# Solved: Norton Antivirus Live Update Error



## mledbetter22 (Dec 16, 2005)

I have Norton AntiVirus 2004 and Norton Internet Security 2004. When running Live Update recently, I received an error that will not allow me to update my virus definitions. The error reads as follows:

The following updates have been aborted:
> Norton AntiVirus Virus Definitions has 1 aborted update(s).
Reason:
LU1875: This update failed during its preprocessing welcome text phase

Could someone please help me with this? I would greatly appreciate it. Thanks in advance!!!


----------



## JohnWill (Oct 19, 2002)

AVG or Avast! update just fine, and they're free.  I've dumped all the Norton stuff here, got tired of dealing with their bugs and crashes.


----------



## mledbetter22 (Dec 16, 2005)

Should I just disable Norton AntiVirus, Norton Internet Security, or both? Should I remove these programs or just disable them?

Thanks!!


----------



## JohnWill (Oct 19, 2002)

Well, I dumped them alltogether. NIS was a real bad actor, I've had two clients that had problems that could only be resolved by totally removing NIS from their machines.


----------



## Mike46 (Jul 6, 2005)

Norton Internet Security 2004 was one of the worst products they ever put out, I do like Norton I use it on all 3 of my computers. I purchased Norton 2006 just the anti virus and have nothing but good things to say about it, they added some good features to this version including some anti spyware. Don't waste your money on the system works version or the Internet security version. If you are going to dump Norton 2004 remove it from your computer and reboot. Good Luck

If you really want a free anti virus program I have used this in the past and had good luck with it.

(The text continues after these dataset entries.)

Issue #1081, opened 2019-03-06
Investigate memory usage, often close to the max 512 MB


frjo:
Can we get Django to use less or do we need to upgrade to 2x dynos that has 1 GB memory.

todd-dembrey:
You can use the scout reporting to help identify some areas for improvements.

https://scoutapp.com/apps/28725?section=memory&p=memory&s=response_time&insights=more

Parbhat:
@todd-dembrey @frjo Can I get access to scout app OTF project to review possible performance issues?

frjo:
@Parbhat Invite sent.

I have upgraded to 2x dynos on Heroku for the moment to avoid problems. Would be nice if we could revert back to 1x.

Parbhat:
@frjo Thanks, got access.

Parbhat:
@frjo One of the reasons for the recent increase in database queries and increased response time is changes made in [table.html ](https://github.com/OpenTechFund/opentech.fund/blob/master/opentech/apply/funds/templates/funds/tables/table.html). The changes made in the template increased the number of DB queries significantly. As this template is used for many views to create a table it reduces the overall performance. Given it a quick shot to reduce the effects but it will take more time. Also, are we moving some pages containing tables like `/apply/submissions/all/` to React frontend? If yes, we check the performance again after the migration is made.

frjo:
@Parbhat There is only a very specific use of react and it's for OTF staff only. Do not think that will be expanded much.

frjo:
This is no longer an issue after performance improvements in other issues.

PR #1154, opened 2019-04-08
Improve perf by not firing db query when review author and review opinion author is accessed

Parbhat:
Link #1081 

Currently, a query is fired for each row in the submissions list table when [review author](https://github.com/OpenTechFund/opentech.fund/blob/2c8c3de93b4b9581a6aaaf99867d8cb0f9ad5f2b/opentech/apply/funds/templates/funds/tables/table.html#L43) and review [opinion author](https://github.com/OpenTechFund/opentech.fund/blob/2c8c3de93b4b9581a6aaaf99867d8cb0f9ad5f2b/opentech/apply/funds/templates/funds/tables/table.html#L52) is accessed in the template. Uses [Prefetch](https://docs.djangoproject.com/en/2.1/ref/models/querysets/#prefetch-objects) objects.

Also, are we using Opinion on the Review feature in the apply site? The code is present but not sure it is being used. If not we can update the modified code.

### DIFF
--- a/opentech/apply/funds/models/submissions.py
+++ b/opentech/apply/funds/models/submissions.py
@@ -6,7 +6,7 @@ from django.contrib.auth import get_user_model
 from django.contrib.postgres.fields import JSONField
 from django.core.exceptions import PermissionDenied
 from django.db import models
-from django.db.models import Count, IntegerField, OuterRef, Subquery, Sum, Q
+from django.db.models import Count, IntegerField, OuterRef, Subquery, Sum, Q, Prefetch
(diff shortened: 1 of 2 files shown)


frjo:
A significant performance improvement for the dashboard. A busy reviewers dashboard went from 134 queries to 71 and CPU time from 5,7s to 3s.

frjo:
A reviewer can give opinion on another reviewers review (Agree/Disagree). This is not displayed on the dashboard but an opinion should count as "has been reviewed by".

Parbhat:
Great

PR #1157, opened 2019-04-10
Set correct Cache-Control max-age and s-maxage headers on all pages

frjo:
I have added one commit to allow CACHE_CONTROL_MAX_AGE and CACHE_CONTROL_S_MAXAGE environment variables to be set, they default to 0.

CACHE_CONTROL_MAX_AGE => max-age
CACHE_CONTROL_S_MAXAGE => s-maxage (Cloudflare will use this if present, otherwise standard max-age)

* Set never cache on all pages on the Apply site except the front page. They seem to have no cache_control header at all currently.

### DIFF
--- a/opentech/settings/base.py
+++ b/opentech/settings/base.py
@@ -212,11 +212,16 @@ else:
         }
     }
 
+# Set max-age header. See urls.py
+try:
+    CACHE_CONTROL_MAX_AGE = int(env.get('CACHE_CONTROL_MAX_AGE', 0))
+except ValueError:
+    pass
 
 # Set s-max-age header that is used by reverse proxy/front end cache. See
 # urls.py
 try:
-    CACHE_CONTROL_S_MAXAGE = int(env.get('CACHE_CONTROL_S_MAXAGE', 600))
+    CACHE_CONTROL_S_MAXAGE = int(env.get('CACHE_CONTROL_S_MAXAGE', 0))
 except ValueError:
     pass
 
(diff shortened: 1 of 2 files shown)


frjo:
@Parbhat Suggestions for the best implementation?

Parbhat:
@frjo There is some issue with [urlpatterns](https://github.com/OpenTechFund/opentech.fund/blob/2c8c3de93b4b9581a6aaaf99867d8cb0f9ad5f2b/opentech/urls.py#L32) list that will get `cache-control` header with `max-age/s-maxage`. Some URLs in the list should not be cached like 

- Admin URLs and users public [URLs](https://github.com/OpenTechFund/opentech.fund/blob/2c8c3de93b4b9581a6aaaf99867d8cb0f9ad5f2b/opentech/apply/users/urls.py#L11) should not be cached as they contain CSRF tokens etc.

- Wagtail URLs are cached in a different way. Decorating `path('', include(wagtail_urls)),` will not work. As in Wagtail, model's serve method should be decorated. Like we applied on public form pages. We can decorate [BasePage](https://github.com/OpenTechFund/opentech.fund/blob/2c8c3de93b4b9581a6aaaf99867d8cb0f9ad5f2b/opentech/public/utils/models.py#L245) serve method to add cache-control header on public wagtail pages.

- Search [URLs](https://github.com/OpenTechFund/opentech.fund/blob/master/opentech/urls.py#L39) should not be cached.

It seems that the `urlpatterns` list get modified in the meantime the feature to add cache-control is disabled or it may not be activated at all. The `urlpatterns` list should be divided into which URLs can be cached and which should not.

For adding a header to `urlpatterns` we can create a dictionary from settings by excluding None values. And apply like `cache_control(**cache_control_kwargs)`

frjo:
@Parbhat Excellent, please take this on after you have done the Django cache work.

Parbhat:
Thanks, will work on it.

AntiVir® PersonalEdition Classic
for Windows 98/Me/NT/2000/XP 
Linux/FreeBSD/Solaris

http://www.free-av.com/​


----------



## mledbetter22 (Dec 16, 2005)

In order to totally remove all of my Norton programs, should I just go to contol panel, add/remove programs and do it that way?


----------



## JohnWill (Oct 19, 2002)

That's the first step, if that doesn't work, Symantec has "removal programs" to attempt to finish the task. The fact that they need "removal programs" for this task should tell you something.


----------



## systempunk (Aug 29, 2005)

i have the same liveupdate problems so i went and got the NAV2006 removal program and i removed it. i never even thought about using it again.


----------



## supersam (Mar 28, 2006)

Hi,

It could be the Trojan.Abwiz.F.

Go to the symantec site (www.symantec.com). At the top right hand side part, you will find the Search box that says "Search all of Symantec"..and type "LU1875" without the quotes. Click on the result found and follow instructions.

Sam.


----------



## Markov Zorro (Mar 28, 2006)

I started getting this error on March 6, 2006. I did a google search on LU1875 and found a Symantec page indicating that the cause was the presence of a trojan on my machine. I downloaded the Trojan.Abwiz Removal Tool and ran it as directed. The Removal Tool came back with the answer that Trojan.Abwiz was NOT found on my C:\ drive. Live Update still fails with LU1875.:down:


----------



## Markov Zorro (Mar 28, 2006)

A bold alternative: Some more digging led me to this option to Live Update, manually loading the latest virus dat file. 
Follow the instructions for Intelligent Updater: 
At http://service1.symantec.com/SUPPOR...ExpandSection=1
It worked.  
Now on to the endless virus scan.


----------



## Uriel-TOF (Mar 18, 2006)

Yes,

Symantec gives you three options to try.

Option 1
You may see the LU1875 error message if your computer is infected by the Trojan.Abwiz.F threat. Download this and run it. If this doesn't work, try option 2.

Option 2
Automatically download virus definitions with the Intelligent Updater. According to Symantec, you can only run this tool using Internet Explorer so you will have to quit using Firefox and bring the IE browser out of retirement for a moment. Click here and follow instructions.

Option 3
Manually download virus definitions with the Intelligent Updater. Click here and follow instructions.

Goodluck.


----------



## johnstar (Mar 30, 2006)

I also ran the trojan tool and it did NOT find anything. I then manually updated the definitions, and although my definitions are now up to date - live update is STILL returning the LU1875 error. 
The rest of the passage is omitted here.